Потом она стала вдруг относиться к движущемуся металлу, как ко мне — с презрением. Перебредала самые напряжённые городские магистрали где вздумается. Не глядя ни вправо, ни влево. Приходила домой, сто раз обматерённая, обруганная самыми последними водительскими словами. Но живая и невредимая. Наконец, она сказала: «Значит, не судьба». И стала относиться к автомобилям спокойно. Как к средству передвижения и только. И перестала ходить к родителям, а значит, и к Светке, на могилу. Вообще перестала. Сказав один раз и навсегда: «Могилы у меня внутри, а не на местности». И я ходил туда один. Тоже редко. Но два раза в год — в день рождения и в день «смерти» Светки — ходил. Ничего не говоря о своих походах Лёле. А она всё равно что-то такое чувствовала. И бывала в эти дни против обыкновения нервной и взвинченной. В эти дни её оставляло обычное внешнее спокойствие. Она не могла сохранить его даже для виду и для других. А может, она не пыталась его сохранять. Да, скорее всего, не пыталась. Она мало заботилась о внешних проявлениях. Внешние проявления Лёли проявлялись сами собой. Или не проявлялись. Но тоже сами.

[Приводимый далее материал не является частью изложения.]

PR #5185, opened 2021-01-20
Show disabling secondary index

WilliamBZA:
Fixes https://github.com/Particular/docs.particular.net/issues/5176

Shows an example of disabling the secondary index to make it clearer for users how to access the `Compatibility()` function.


samples/rabbitmq/simple/Rabbit_7/Sender/MyCommandHandler.cs
```diff
@@ -0,0 +1,28 @@
+﻿using System;
+using System.Threading;
+using System.Threading.Tasks;
+using NServiceBus;
+using NServiceBus.Logging;
+
+public class MyCommandHandler : IHandleMessages<MyCommand>
```
mikeminutillo, line 7: Is this related to the same feedback? I'm not sure why this handler is here.

danielmarbach (approved):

Я вот до сих пор не знаю и не могу оценить одного её, так сказать, проявления. Были годы, когда в Светкины дни мы с Лёлей жили врозь. И таких лет набралось в общей сложности немало. И всегда в эти дни Лёля мне звонила. Ничего не говоря о Светке. Она звонила как ни в чём не бывало, как будто мы не были в глухом разводе. Спрашивала, почему мой телефон не отвечает с самого утра, и где я таскаюсь, и как без неё обхожусь, и что у меня нового — как жизнь, другими словами, спрашивала. Я что-нибудь ей отвечал. И на протяжении всего разговора думал только об одном: «Помнит она о Светке или не помнит?»
Потому что вполне могла не помнить, а звонила, почувствовав желание позвонить. Ну могли же редкие приступы её желания совпадать всего с двумя определёнными днями. Может быть, это что-нибудь, связанное с биотоками и биоритмами или с иной какой-либо чертовнёй. А, возможно, всё здесь проще. Возможно, Лёля просто как нормальная мать всё помнит и всё снова и снова переживает по сию пору, и не может забыть и себе простить. Но и говорить об этом не может. Даже со мной. И она имеет это право — не говорить, тем более что не говорить, молчать, ещё труднее. Молчание скапливается в организме. Как вредные шлаки. То, что произнёс, высказал — наоборот, уходит и забывается, то, что промолчал — остаётся. Это как с любовью и нелюбовью. Нелюбовь имеет свойство накапливаться, а любовь проходит — и всё. Именно так считает Лёля. И говорит, что со злобой та же картина. Поэтому в старых многоэтажных домах за годы жизни разных людей накапливается её очень много. Этого проектировщики, когда додумались до домов в несколько этажей, видимо, не учли. Да и не пытались учесть. Они дорогостоящие земельные участки использовали рационально. Думали, что так будет лучше и всем со всех сторон выгоднее. Оно бы так и было, если б не эта накопленная злоба. Которая разлита и взвешена во внутреннем пространстве старых домов и которая мешает в них жить новым, въехавшим снаружи и ничего не подозревающим людям. И они, находясь в этой старой злобе и днём и ночью, начинают злиться друг на друга и впитывать чужую злобу из воздуха, и копить её в себе. От этого разрушаются молодые, недавно созданные, семьи и потом, разрушившись, они не могут вспомнить и понять, что произошло, в чём причина разрушения, ведь так вроде всё хорошо начиналось и продолжалось, и казалось, что так хорошо будет если не вечно, то всегда.